On the basis of this affidavit, there was evidence that could support a finding that MC was either abandoned or neglected by her parents under Michigan law. The probate court, unfortunately, failed to consider this evidence, instead concluding that there was no support for appellant's petition because he failed to submit testimony. We accordingly vacate the probate court's order and remand for the probate court to reconsider appellant's petition and decide whether the affidavit sufficiently supports a finding that MC was abandoned or neglected under state law. If the probate court believes that the affidavit is insufficient to support such a finding absent additional testimony, or if the court otherwise believes that additional testimony is necessary to properly render a decision in this case, the court shall order that such testimony be taken.
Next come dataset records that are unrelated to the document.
Issue #12245, opened 2020-07-13
Use coords objects for some Window functions


tupaschoal:
Some window functions still take individual coordinate parameters. The goal is to make them use an appropriate object.

Note: Please do each of them into a different commit and PR.

- [x] - `window_scroll_to_location` should receive a `const CoordsXYZ&` instead of `x`, `y` and `z` (`src\openrct2\interface\Window.cpp`).
- [ ] - `SetLocation` should receive a `const CoordsXYZ&` instead of `x`, `y` and `z`
(`src\openrct2\interface\Window_internal.h`).

PR #12282, opened 2020-07-15
Part of #12245: Use coords objects for window_scroll_to_location

frutiemax:


src/openrct2/interface/Window_internal.cpp
```diff
@@ -4,13 +4,13 @@
...
 {
-    window_scroll_to_location(this, newX, newY, newZ);
+    window_scroll_to_location(this, { newX, newY, newZ });
     flags &= ~WF_SCROLLING_TO_LOCATION;
 }
 
 void rct_window::ScrollToViewport()
 {
-    int32_t newX = LOCATION_NULL, newY = LOCATION_NULL, newZ = LOCATION_NULL;
+    auto newCoords = CoordsXYZ{ LOCATION_NULL, LOCATION_NULL, LOCATION_NULL };
```
Gymnasiast, line 13: These values seem to get always overwritten. It's better to initialise it like so:
```suggestion
    CoordsXYZ newCoords = {};
```

src/openrct2/interface/Window_internal.cpp
```diff
@@ -4,13 +4,13 @@
...
 {
-    window_scroll_to_location(this, newX, newY, newZ);
+    window_scroll_to_location(this, { newX, newY, newZ });
     flags &= ~WF_SCROLLING_TO_LOCATION;
 }
 
 void rct_window::ScrollToViewport()
 {
-    int32_t newX = LOCATION_NULL, newY = LOCATION_NULL, newZ = LOCATION_NULL;
+    CoordsXYZ newCoords = {};
```
Gymnasiast, line 13: Move this to just above the `if (viewport_focus_sprite.type & VIEWPORT_FOCUS_TYPE_SPRITE)` statement.

Merge the `rct_window* mainWindow;` declaration with the definition on line 38.

src/openrct2/interface/Window.cpp
```diff
@@ -809,18 +809,18 @@ rct_window* window_get_main()
  * @param y (ecx)
  * @param z (edx)
  */
-void window_scroll_to_location(rct_window* w, int32_t x, int32_t y, int32_t z)
+void window_scroll_to_location(rct_window* w, const CoordsXYZ& coords)
 {
-    CoordsXYZ location_3d = { x, y, z };
+    CoordsXYZ location_3d = coords;
```
tupaschoal, line 814: This variable is not needed anymore, just use coords there instead.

In light of this holding, we decline appellant's request to independently rule on the best-interests issue, and instead leave that matter for the probate court to address, if necessary.
Briefly addressing the probate court's reason for declining to find that MC's parents abandoned her, the probate court explained that, because MC's parents continued to have contact with her and appellant as evidenced by their waivers and consents to the SIJ petition, the court could not conclude that MC's parents abandoned her. We question whether this minimal contact is sufficient to conclude that MC's parents did not abandon her under Michigan law, but even if it was, it would not foreclose a finding of neglect. In In re Velasquez, this Court held that the fact that the minor child's mother was involved with the minor child's "transition to this country" did not nullify other facts showing neglect. In re Velasquez, __Mich App at __; slip op at 10.
Lastly, while not addressed by appellant, the probate court also concluded that the SIJ-related petition was deficient for improper service, particularly because appellant never effectuated any consular service as required by MCR 5.125. In his motion for reconsideration, appellant argued that this requirement was not applicable to this case, and when the trial court denied appellant's motion, it never addressed this argument. Therefore, it seems whether service to the foreign consular was necessary under MCR 5.125 is an open question that must be addressed on remand. Notably, the probate never reasoned that the lack of service under this MCR 5.125 was an independent basis to deny appellant's petition. This is reinforced by the probate court's denial of appellant's motion for reconsideration in which the probate court focused exclusively on the lack of evidence supporting the "circumstances alleged in the Petition," not on the lack of service under MCR 5.125. On remand, if the probate court believes that the lack of service on the foreign consulate is an independent ground to deny appellant's petition, it is free to do so and place its reasoning on the record.
We note, however, that appellant is free (or otherwise shall be given the opportunity) to preemptively resolve this issue-and assuage any of the probate court's lingering concerns-by simply serving the consulate.
Vacated and remanded. We do not retain jurisdiction.